With only a few exceptions EF-hands occur in adjacent pairs.
The fifth EF-hands of mili and micro calpains (CALP), and probably
those of the close homolog, sorcin (SORC), pair to form a dimer. The
N-terminal domain of PARV, indicated as #2 in table 1, covers the
hydrophobic surface of the 3, 4 pair.
Just as there is a great range of angles between helix E and
helix F of a single EF-hand so there is also a range of
relationship between the first (ODD numbered) and second (EVEN)
EF-hand. Both, either, or neither might bind calcium. When both bind
calcium they may do so cooperatively but this is still subject to
debate.
There are three general patterns among the fourteen subfamilies
of known structure. The EF-hand protein is involved in
information transduction and an _-helix of the target protein lies in
the hydophobic groove between two EF-hands. This groove, in CAM and in
TNC is more exposed when the two EF-hands are in the calcium forms and
their respective helices E and F are more open. In the second pattern
an _-helix of a chimeric protein lies within the ODD, EVEN groove of
the same protein. This self binding is inferred to be, at least in
some instances, a component of the information transduction pathway.

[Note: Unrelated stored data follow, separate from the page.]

PR #999, opened 2021-01-11
updated dates and C238 refs, updated Boström in the [W3C.webrtc] ref.…

### LINKED ISSUE #998: Updates to C238 references
The references for the C238 docs need to be checked and updated - author names and titles may have been updated, and the dates definitely need updating.

ajeanmahoney:
updated dates and C238 refs (dates and order of seriesInfo), updated Boström in the [W3C.webrtc] ref (see #991). Fixes #998

### DIFF
--- a/draft-ietf-rtcweb-jsep.xml
+++ b/draft-ietf-rtcweb-jsep.xml
@@ -55,7 +55,7 @@ affiliation in various documents within the cluster.  Please review and let us
 know if any updates are needed. 
 -->
 
-    <date month="July" year="2020"/>
+    <date month="January" year="2021"/>
 
     <keyword>webrtc</keyword>
     <keyword>sdp</keyword>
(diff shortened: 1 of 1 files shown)


draft-ietf-rtcweb-jsep.xml
```diff
@@ -5103,10 +5103,10 @@ Datagram Transport Layer Security (DTLS) and Transport Layer Security (TLS)</tit
               <organization>Cisco</organization>
             </author>
             <author
-                fullname="Henrik Bostr&#x00F6;m"
```
fluffy, line 5106: I can live with this either way but the problem with this change it is very hard to ensure that the character you replaced it with is the the right one. Or some smart tool did not change it along the way in the way that microsoft word replace some characters. My read of the RFCs was that the #x00F6 form was prefered but I could be very wrong about that. 

This seems like something there should be clear guidance on. If you know what is the approved of way, I am good with either was I don't know what we are supposed to do this this. I do know that I can't look at this diff in this tool and tell that it was replaced with the correct character or just one that looks similar.

ajeanmahoney: The current RPC practice is to insert UTF-8 into attributes such as fullname.  See the following for more details:
https://www.rfc-editor.org/materials/FAQ-xml2rfcv3.html#name-how-do-i-insert-non-ascii-c

FWIW  I took the output of xml2rfc, which rendered #x00F6 to ö, as input for this change.

juberti (approved):

draft-ietf-rtcweb-jsep.xml
fluffy: OK - that is nuts but fine with me if that is what people are doing. Thanks

PR #1002, opened 2021-01-14
Rfced 210114

### LINKED ISSUE #848: canTrickleIceCandidiates when sending initial offer
JSEP-24 says:

        "null:  No SDP has been received from the other side, so it is not
         known if it can handle trickle.  This is the initial value before
         setRemoteDescription() is called.²

         (The same is said in the W3C WebRTC spec)

         ...and:

        "However, applications can use the canTrickleIceCandidates property to determine whether their  peer can actually do Trickle ICE, i.e., whether it is safe to send an initial offer or answer followed later by candidates as they are gathered. As "true" is the only value that definitively indicates remote Trickle ICE support, an application which compares canTrickleIceCandidates against "true" will by default attempt Half Trickle on initial offers and Full Trickle on subsequent interactions with a Trickle ICE-compatible agent."

QUESTION: Since the value will be NULL before completion of setRemoteDescription (before SDP has been received from the other side) how can the value be used by applications for initial offers?

SUGGESTION: Remove the text saying that canTrickleIceCandidates can be used when creating an initial offer.

### LINKED ISSUE #873: 3) [rfced] Eric, we note that Mozilla and RTFM are listed as your
3) [rfced] Eric, we note that Mozilla and RTFM are listed as your
affiliation in various documents within the cluster.  Please review
and let us know if any updates are needed.

ajeanmahoney:
Ekr ok with his contact info. Removed comment. Fixes #873
added parenthetical, fixes #848

### DIFF
--- a/draft-ietf-rtcweb-jsep.xml
+++ b/draft-ietf-rtcweb-jsep.xml
@@ -50,11 +50,6 @@
       </address>
     </author>
 
-<!-- [rfced] Eric, we note that Mozilla and RTFM are listed as your
-affiliation in various documents within the cluster.  Please review and let us
-know if any updates are needed. 
--->
-
     <date month="January" year="2021"/>
 
     <keyword>webrtc</keyword>
--- a/draft-ietf-rtcweb-jsep.xml
+++ b/draft-ietf-rtcweb-jsep.xml
@@ -1483,7 +1483,7 @@ Suggested:
           gathered. As "true" is the only value that definitively
           indicates remote Trickle ICE support, an application that
           compares canTrickleIceCandidates against "true" will by
-          default attempt Half Trickle on initial offers (as canTrickleIceCandidates will be null) and Full
+          default attempt Half Trickle on initial offers and Full
           Trickle on subsequent interactions with a Trickle
           ICE-compatible agent.</t>
         </section>
--- a/draft-ietf-rtcweb-jsep.xml
+++ b/draft-ietf-rtcweb-jsep.xml
@@ -1483,7 +1483,7 @@ Suggested:
           gathered. As "true" is the only value that definitively
           indicates remote Trickle ICE support, an application that
           compares canTrickleIceCandidates against "true" will by
-          default attempt Half Trickle on initial offers and Full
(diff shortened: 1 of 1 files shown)


ekr (approved):
LGTM.

draft-ietf-rtcweb-jsep.xml
```diff
@@ -1488,7 +1483,7 @@ Suggested:
           gathered. As "true" is the only value that definitively
           indicates remote Trickle ICE support, an application that
           compares canTrickleIceCandidates against "true" will by
-          default attempt Half Trickle on initial offers and Full
+          default attempt Half Trickle on initial offers (as canTrickleIceCandidates will be null) and Full
           Trickle on subsequent interactions with a Trickle
```
juberti, line 1487:
```suggestion
          Trickle on subsequent interactions, when negotiating with a Trickle
```

juberti: Added this tweak to make it clear that we're talking about a trickle-compatible agent for both the initial and subsequent interactions. LMK if you agree.

juberti (approved):

draft-ietf-rtcweb-jsep.xml
ekr: Not sure it's necessary but it seems fine.

juberti: Rereading this change, I think this makes the sentence a bit clumsier and harder to understand, so at this point in time I think we should just keep the original text.

draft-ietf-rtcweb-jsep.xml
```diff
@@ -1488,7 +1483,7 @@ Suggested:
           gathered. As "true" is the only value that definitively
           indicates remote Trickle ICE support, an application that
           compares canTrickleIceCandidates against "true" will by
-          default attempt Half Trickle on initial offers and Full
+          default attempt Half Trickle on initial offers (as canTrickleIceCandidates will be null) and Full
```
juberti, line 1486:
```suggestion
          default attempt Half Trickle on initial offers and Full
```

PR #1007, opened 2021-01-16
Don't use a=bundle-only for bundled sections in any offers or answers

### LINKED ISSUE #843: BUNDLE answers should contain bundle-only atttribs
per @cdh4u, seems like answers should now be handled differently:

> The initial offer is as before, i.e., you assign a unique address, SDP attributes etc to each bundled m- section.
>
> But, in the answer, and in every subsequent offer/answer, you only assign the BUNDLE port to the bundled m- section represented by the offerer/answerer BUNDLE-tag. To every other m- section you assign a zero port value and a bundle-only attribute (previously the bundle-only attribute was only defined for offers).

juberti:
Fixes #843. 

I tried to keep the changes minimal, so I kept the construct "marked as bundle-only", even though that marking now is conceptual rather than actual (i.e., in SDP).

Note that this leaves some ambiguity regarding the m= line port for bundled m= sections; it may be useful to spell that out directly, and perhaps also state that zero/a=bundle-only is not to be used.

### DIFF
--- a/draft-ietf-rtcweb-jsep.xml
+++ b/draft-ietf-rtcweb-jsep.xml
@@ -511,7 +511,8 @@ setRemote(ANSWER) |                                   |
           needed by new/recycled/restarting "m=" sections; other "m="
           sections continue to use their existing candidates. Also, if
           an "m=" section is bundled (either by a successful bundle
-          negotiation or by being marked as bundle-only), then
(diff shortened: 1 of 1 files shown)


fluffy (approved):
LGTM

juberti:
Outdated by events.

PR #1015, opened 2021-01-19
Add Disclaimer as provided by Murray

ekr:


draft-ietf-rtcweb-jsep.xml
```diff
@@ -205,6 +205,37 @@
         example. Providing createOffer/createAnswer avoids this
         problem.</t>
       </section>
+      <section anchor="sec.disclaimer" numbered="true" toc="default">
+        <name>Contradiction regarding bundle-only "m=" sections</name>
```
juberti, line 209: Should this be in caps, like the other headings? @ajeanmahoney 
```suggestion
        <name>Contradiction Regarding Bundle-only "m=" Sections</name>
```

draft-ietf-rtcweb-jsep.xml
```diff
@@ -205,6 +205,37 @@
...
+        and <xref target="RFC8843" format="default"/> respectively)
+        Rather than delaying publication further to come
+        to a resolution, the documents are being published as they were
+        originally approved.  The IETF intends to restart work on these
+        technologies, and revised versions of these documents will be
+        published as soon as a resolution becomes available.
+        </t>
+        <t>
+        The specific issue involves the handling of "m=" sections that
+        are designated as bundle-only, as discussed in [rfced: This RFC], Section
```
juberti, line 223: should this be an xref?

ekr: Fine by me, but I will defer to Murray.

juberti: @mskucherawy

draft-ietf-rtcweb-jsep.xml
```diff
@@ -205,6 +205,37 @@
         example. Providing createOffer/createAnswer avoids this
         problem.</t>
       </section>
+      <section anchor="sec.disclaimer" numbered="true" toc="default">
+        <name>Contradiction Regarding Bundle-only "m=" Sections</name>
```
juberti, line 209: Based on the discussion, seems like my suggestion should be reverted.

juberti (approved):
Updated text with RFC Editor version, approving

PR #1017, opened 2021-07-10
max-bundle -> must-bundle

### LINKED ISSUE #843: BUNDLE answers should contain bundle-only atttribs

juberti:
Fixes #843

### DIFF
--- a/.gitignore
+++ b/.gitignore
@@ -1,5 +1,6 @@
 *~
 lib
+venv
 foo
 bar
 old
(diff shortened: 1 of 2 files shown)


fluffy (approved):
LGTM

PR #1024, opened 2022-03-29
Update W3C ref

seanturner:
Addresses GENART review:
https://mailarchive.ietf.org/arch/msg/rtcweb/DcHcqjiwRZdfjZzbMJMDofd8YXU/

### DIFF
--- a/draft-ietf-rtcweb-jsep.xml
+++ b/draft-ietf-rtcweb-jsep.xml
@@ -5081,7 +5081,7 @@ Datagram Transport Layer Security (DTLS) and Transport Layer Security (TLS)</tit
 <xi:include href="https://xml2rfc.ietf.org/public/rfc/bibxml/reference.RFC.3960.xml"/>
 
         <reference anchor="W3C.webrtc"
-                   target="https://www.w3.org/TR/2020/PR-webrtc-20201215/">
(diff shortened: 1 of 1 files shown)


ekr (approved):
LGTM. @fluffy @juberti ?

fluffy:
Just trying to see how this comes out in th .txt final file - still looking at this

fluffy:
In the .txt file, the refernce from this PR comes out like 


   [W3C.webrtc]
              Jennings, C., Ed., Boström, H., Ed., and J. Bruaroey, Ed.,
              "WebRTC 1.0: Real-time Communication Between Browsers",
              World Wide Web Consortium Recommendation, January 2021,
              <https://www.w3.org/TR/2021/REC-webrtc-20210126/>.

This looks correct to me as it is a stable reference to the REC.

fluffy (changes requested):
I agree with the change from the PR to the dated REC. 

I do not think it should be moved from informative to normative.

seanturner:
@fluffy see #1026.

juberti:
Sounds like we should close this in favor of #1026. I agree with Cullen that informative is probably the right category here as the W3C spec largely depends on JSEP, rather than vice versa.

seanturner:
Yes feel free to close this out in favor of #1026.

PR #1025, opened 2022-04-27
Addressing opsdir comments

seanturner:
Addressing [opsdir comments](https://mailarchive.ietf.org/arch/msg/rtcweb/6a-xbYS2dihJXRRqaGoSNDQVRNQ/).

### DIFF
--- a/draft-ietf-rtcweb-jsep.xml
+++ b/draft-ietf-rtcweb-jsep.xml
@@ -205,11 +205,11 @@
           When <xref target="RFC8829"/> was published, inconsistencies regarding BUNDLE
           <xref target="RFC8843"/> operation were identified with regard to
           both the specification text as well as implementation behavior. The
-          former concern was addressed via an update to <xref target="RFC8843"/>.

In the third pattern the EF-hand protein is involved in calcium
buffering or transport and the ODD, EVEN groove is either covered as in
PARV by EF-hand 2 or partially occluded by the 1,2 loop as in ICBP.
One can safely anticipate that other patterns of function will be
revealed as more structures are determined.
Congruence is an
important characteristic in assigning proteins to subfamilies and in
grouping subfamilies such as CTER and CPV. By definition all members
of a subfamily must be congruent, as illustrated in the dendrogram
computed from the 56 domains of fourteen TNC's from ten different
species, figure 4. The dendrogram illustrates the two essential
characteristics of congruence. All domains 1 are more closely related
to one another than to other domains; correspondingly all domains 2
cluster together as do domains 3 and 4. Second, the distribution of
domains within each of the dendrograms of the four subdomains is
(nearly) identical. An additional interesting characteristic, not
inherent to the concept of congruence, is that the cluster of domains 1
is most closely related to domains 3 and the domains 2 are more closely
related to domains 4. This reflects a gene duplication and fusion of
an ODD, EVEN pair of EF-hands in the
ancestor of all animals that have TNC.
Correspondingly, if two subfamilies are congruent, the
dendrograms computed from their constituent proteins will be
(nearly) identical to those computed from the corresponding domains of
those constituent proteins. For instance all ten subfamilies within
CTER are inferred to have evolved from a common, four domain precursor
by gene duplication and subsequent divergent evolution figure 5.